With consistency "ONE" read repair doesn't even happen, as there no other node to compare it with. Here is the documentation on it . Even in case of consistency "local_quorum" or "quorum" there is a read_repair_chance set at the table level which is default to 0.1. Which means only 10% of reads will trigger read_repair. This is to save performance by not triggering every time. Think about it, if read repair can bring the table entirely consistent across nodes, then why does "nodetool repair" even exist?
To avoid this situation, whenever the node comes back up online its best practice to do a "nodetool repair" or run queries with consistency "local_quorum" to get consistent data back.

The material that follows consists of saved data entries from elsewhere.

PR #77, opened 2025-07-06
feat: Allow to efficiently read and write collections

borchero:
# Motivation

This should be the last serialization-related PR for now and completes the full support for proper persistence operations :smile:

**Caveat:** This method _might_ be considered breaking as `Collection.scan_parquet` previously never ran any validation. Even though this was documented, I would rather consider this a bug...


dataframely/collection.py
```diff
@@ -620,84 +625,230 @@ def serialize(cls) -> str:
...
+        with open(path / "schema.json", "w") as f:
+            f.write(self.serialize())
+
+        member_schemas = self.member_schemas()
+        for key, lf in self.to_dict().items():
+            member_schemas[key].sink_parquet(
+                lf,  # type: ignore
+                path / f"{key}.parquet",
+                **kwargs,
+            )
```
AndreasAlbertQC, line 696: did you consider dispatching to an internal `_to_parquet(directory: Path, sink: bool, **kwargs)` here to unify the sink and write methods, since they are mostly identical code?

dataframely/collection.py
```diff
@@ -620,84 +625,230 @@ def serialize(cls) -> str:
...
+        cls,
+        directory: Path,
+        validate: bool | Literal["auto"] = "auto",
+    ) -> bool:
+        # First, we check whether the path provides the serialization of the collection.
+        # If it does, we check whether it matches this collection. If it does, we assume
+        # that the data adheres to the collection and we do not need to run validation.
+        if (json_serialization := directory / "schema.json").exists():
+            with json_serialization.open("r") as f:
+                metadata = f.read()
```
AndreasAlbertQC, line 829:
```suggestion            
            metadata = json_serialization.read_text()
```
no biggie, but why not?

AndreasAlbertQC (approved):

dataframely/collection.py
```diff
@@ -620,84 +625,230 @@ def serialize(cls) -> str:
...
         members which are not provided in the current collection.
 
+        In addition, one JSON file named ``schema.json`` is written, serializing the
+        collection's definition for fast reads.
+
         Args:
             directory: The directory where the Parquet files should be written to. If
                 the directory does not exist, it is created automatically, including all
                 of its parents.
+            kwargs: Additional keyword arguments passed directly to
```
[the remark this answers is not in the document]
borchero: Decided to properly support partitioning.

PR #84, opened 2025-07-09
refactor: Change `Literal[None]` to `None`

GameRoMan:


GameRoMan:
> Hey @GameRoMan, thanks for your PR! Can you provide more information whether this is semantically equivalent? I never thought about using `: None` as a type annotation for a parameter before.

Hi, types `None` and `Literal[None]` are [exactly equivalent](https://typing.python.org/en/latest/spec/literal.html#:~:text=Note%3A%20Since%20the%20type%20None%20is%20inhabited%20by%20just%20a%20single%20value%2C%20the%20types%20None%20and%20Literal%5BNone%5D%20are%20exactly%20equivalent.%20Type%20checkers%20may%20simplify%20Literal%5BNone%5D%20into%20just%20None.)

borchero (approved):
Thanks for the link, looks good! 🚀

PR #86, opened 2025-07-10
refactor: Move `Validation` to public API

delsner:
# Motivation

If one wants to override functions from the public API of `dy.Schema` or `dy.Collection`, the `Validation` literal type should also be exposed.

# Changes

Add `Validation` to public API.


borchero:
> If one wants to override functions from the public API 

Why do you want to do that though? :smile:

delsner:
xref https://github.com/Quantco/dataframely/issues/87

PR #88, opened 2025-07-11
build: Support Python 3.10

delsner:
# Motivation

Enable projects which cannot upgrade from 3.10 yet to use dataframely.

# Changes

Support Python 3.10.

### DIFF
--- a/pixi.toml
+++ b/pixi.toml
@@ -86,6 +86,7 @@ pre-commit-run = "pre-commit run -a"
 
 [feature.py310.dependencies]
 python = "3.10.*"
+typing-extensions = "*"
 
 [feature.py311.dependencies]
 python = "3.11.*"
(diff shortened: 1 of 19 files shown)


pixi.toml
```diff
@@ -84,6 +84,9 @@ typos = "*"
 pre-commit-install = "pre-commit install"
 pre-commit-run = "pre-commit run -a"
 
+[feature.py310.dependencies]
+python = "3.10.*"
```
borchero, line 88: Don't we need to add `typing-extensions` as additional dependency for `py310`?

pyproject.toml
borchero, line 1: We need to add `typing-extensions` as dependency conditional on `python_version<=3.10`

borchero (commented):
Let's do it, just two comments regarding dependency management

pixi.toml
delsner: [fc59ee6](https://github.com/Quantco/dataframely/pull/88/commits/fc59ee69eb2dd7c9d84e8e5c303df874771f01d9)

gmhewett:
:rocket:

PR #89, opened 2025-07-11
fix: Only warn about nullability on non-primary-key columns

AndreasAlbertQC:
# Motivation

The current FutureWarning also triggers on primary key columns, which cannot be nullable anyway.

# Changes

* Guarded the warning such that it is not emitted on primary key columns


borchero (approved):

AndreasAlbertQC:
@borchero there was still a fix necessary after you reviewed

Also remember, consistency "ONE" is comparable to uncommitted read (dirty read) in the world of RDBMS (WITH UR). So expect to see unexpected data.
Per documentation, consistency level ONE when reads:
Returns a response from the closest replica, as determined by the snitch. By default, a read repair runs in the background to make the other replicas consistent. Provides the highest availability of all the levels if you can tolerate a comparatively high probability of stale data being read. The replicas contacted for reads may not always have the most recent write.
Did you check that your code contacted the node that always was online & accepted writes?
The DSE Architecture guide, and especially Database Internals section provides good overview how Cassandra works.